What the exercise asks >> The answer should contain every record below, output exactly.
■ ■ ■ ■ ■ ■ ■
PR #2098, opened 2021-06-01
[IMP] database_cleanup : delete also obsolete database views

legalsylvain:
**Context**

- database migrated with openupgrade from 8.0 to 12.0.
when trying to cleanup the database, some tables are not dropable, for exemple ``stock_quant_move_rel`` with the following errors : 

```cannot drop table stock_quant_move_rel because other objects depend on it
DETAIL:  view stock_history depends on table stock_quant_move_rel
```

this PR improve the concept purge tables to also purges obsoletes views.

**sample**

image

**Note**

Materialized views are still not handled.

### DIFF
--- a/database_cleanup/models/purge_tables.py
+++ b/database_cleanup/models/purge_tables.py
@@ -4,6 +4,13 @@
 from odoo import api, fields, models, _
 from odoo.exceptions import UserError
 from ..identifier_adapter import IdentifierAdapter
+from psycopg2.extensions import AsIs
+
+
+_TABLE_TYPE_SELECTION = [
+    ('base', 'SQL Table'),
+    ('view', 'SQL View'),
+]
 
 
 class CleanupPurgeLineTable(models.TransientModel):
@@ -13,6 +20,10 @@ class CleanupPurgeLineTable(models.TransientModel):
 
     wizard_id = fields.Many2one(
         'cleanup.purge.wizard.table', 'Purge Wizard', readonly=True)
+
+    table_type = fields.Selection(
+        string='Table Type', selection=_TABLE_TYPE_SELECTION
+    )
 
     @api.multi
     def purge(self):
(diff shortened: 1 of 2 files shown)


legalsylvain:
CC : original authors : @StefanRijnhart, @pedrobaeza, @hbrunn

rvalyi (approved):

hbrunn (approved):

StefanRijnhart (approved):

database_cleanup/models/purge_tables.py
```diff
@@ -6,6 +6,12 @@
 from ..identifier_adapter import IdentifierAdapter
 
 
+_TABLE_TYPE_SELECTION = [
+    ('BASE TABLE', 'Base Table'),
+    ('VIEW', 'View'),
```
pedrobaeza: Please normalize DB selection value to lower and without spaces, and also be more specific in the label for avoiding misunderstandings with `ir.ui.view` records:
```suggestion
    ('base', 'SQL Table'),
    ('view', 'SQL View'),
```
I know you are using this value for using such `SQL code` in the query, but you can perfectly put there both values without using this list.

database_cleanup/models/purge_tables.py
```diff
@@ -65,8 +75,12 @@ def purge(self):
 
             self.logger.info(
                 'Dropping table %s', line.name)
```
pedrobaeza: Change this logger accordingly the type.

pedrobaeza (changes requested):

GSLabIt:
@legalsylvain @pedrobaeza is this ready to merge?

StefanRijnhart:
I see @pedrobaeza 's comment was followed up, so I consider this ready for merge indeed.

/ocabot merge minor

legalsylvain:
Thanks for merging.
■ ■ ■ ■ ■ ■ ■
Response to the task >>
PR #2098, opened 2021-06-01
[IMP] database_cleanup : delete also obsolete database views

legalsylvain:
**Context**

- database migrated with openupgrade from 8.0 to 12.0.
when trying to cleanup the database, some tables are not dropable, for exemple ``stock_quant_move_rel`` with the following errors : 

```cannot drop table stock_quant_move_rel because other objects depend on it
DETAIL:  view stock_history depends on table stock_quant_move_rel
```

this PR improve the concept purge tables to also purges obsoletes views.

**sample**

image

**Note**

Materialized views are still not handled.

### DIFF
--- a/database_cleanup/models/purge_tables.py
+++ b/database_cleanup/models/purge_tables.py
@@ -4,6 +4,13 @@
 from odoo import api, fields, models, _
 from odoo.exceptions import UserError
 from ..identifier_adapter import IdentifierAdapter
+from psycopg2.extensions import AsIs
+
+
+_TABLE_TYPE_SELECTION = [
+    ('base', 'SQL Table'),
+    ('view', 'SQL View'),
+]
 
 
 class CleanupPurgeLineTable(models.TransientModel):
@@ -13,6 +20,10 @@ class CleanupPurgeLineTable(models.TransientModel):
 
     wizard_id = fields.Many2one(
         'cleanup.purge.wizard.table', 'Purge Wizard', readonly=True)
+
+    table_type = fields.Selection(
+        string='Table Type', selection=_TABLE_TYPE_SELECTION
+    )
 
     @api.multi
     def purge(self):
(diff shortened: 1 of 2 files shown)


legalsylvain:
CC : original authors : @StefanRijnhart, @pedrobaeza, @hbrunn

rvalyi (approved):

hbrunn (approved):

StefanRijnhart (approved):

database_cleanup/models/purge_tables.py
```diff
@@ -6,6 +6,12 @@
 from ..identifier_adapter import IdentifierAdapter
 
 
+_TABLE_TYPE_SELECTION = [
+    ('BASE TABLE', 'Base Table'),
+    ('VIEW', 'View'),
```
pedrobaeza: Please normalize DB selection value to lower and without spaces, and also be more specific in the label for avoiding misunderstandings with `ir.ui.view` records:
```suggestion
    ('base', 'SQL Table'),
    ('view', 'SQL View'),
```
I know you are using this value for using such `SQL code` in the query, but you can perfectly put there both values without using this list.

database_cleanup/models/purge_tables.py
```diff
@@ -65,8 +75,12 @@ def purge(self):
 
             self.logger.info(
                 'Dropping table %s', line.name)
```
pedrobaeza: Change this logger accordingly the type.

pedrobaeza (changes requested):

GSLabIt:
@legalsylvain @pedrobaeza is this ready to merge?

StefanRijnhart:
I see @pedrobaeza 's comment was followed up, so I consider this ready for merge indeed.

/ocabot merge minor

legalsylvain:
Thanks for merging.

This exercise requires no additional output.